A re-audit was conducted using electronic health records for all open CAMHS cases (n=1626) across East Lancashire Child and Adolescent Services as of 6 May 2025. Analyses were undertaken at locality level (Blackburn with Darwen; Burnley and Pendle; Hyndburn, Ribble Valley and Rossendale). Descriptive statistics were used to assess ethnicity recording completeness. Population-based access rates per 1,000 children were calculated using 2011 Census under-18 population denominators, and observed and expected numbers of Asian CAMHS service users were compared using chi-square goodness-of-fit tests.

Results:

Ethnicity recording completeness improved overall between 2020 and 2025, increasing from approximately 78% at baseline to 88% at re-audit, with improvement seen in most localities. Despite this, Asian children and adolescents remained significantly under-represented among CAMHS service users.
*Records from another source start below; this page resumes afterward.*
PR #2045, opened 2015-03-27
ENYO-1251: Prevent unnecessary collapsing of input.

aarontam:
### Issue
When initiating a drag on the `moon.InputDecorator` control, with the VKB visible, the drag ends due to what seems to be a `mouseout` event being fired. This causes the `moon.ExpandableInput` to collapse in response to an `onSpotlightBlur` event being triggered by the `mouseout`, in addition to the `moon.InputDecorator` being focused in response to an `onSpotlightSelect`, also due to the `mouseout`.

### Fix
This fix attempts to address this behavior by preventing the collapse of the `moon.ExpandableInput` in this situation by guarding against collapsing when the previous event was `dragstart` or `drag`. Also took the liberty of converting parameter names to remove the `in` prefix.

### DIFF
--- a/source/ExpandableInput.js
+++ b/source/ExpandableInput.js
@@ -189,8 +189,10 @@
 		*/
 		inputBlur: function (sender, ev) {
 			var eventType = enyo.Spotlight.getLastEvent().type;
+			// TODO: adding a hacky workaround to prevent undesired collapse of the control when
+			// initiating a drag on the InputDecorator control on the TV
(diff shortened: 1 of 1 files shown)


DavidUM:
If we point out of input filed, should drawer close?
Even though I click another control, drawer is still open.

aarontam:
Hi @DavidUM yep that's a good catch - let's go the pointer-events route instead, thanks!

aarontam:
Closing in favor of https://github.com/enyojs/moonstone/pull/2046.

Access rates for Asian children were consistently lower than those for non-Asian children across all localities (approximately 2–5 vs 12–18 per 1,000 children, respectively), and observed numbers were significantly lower than expected based on population proportions (χ² goodness-of-fit, p < 0.001).

Conclusion:

This re-audit demonstrates measurable improvement in ethnicity recording completeness within East Lancashire CAMHS since the 2020 baseline audit, indicating partial completion of the audit cycle. However, improved data quality has not translated into equitable access to CAMHS, with Asian children remaining under-represented and access rates persistently lower than expected.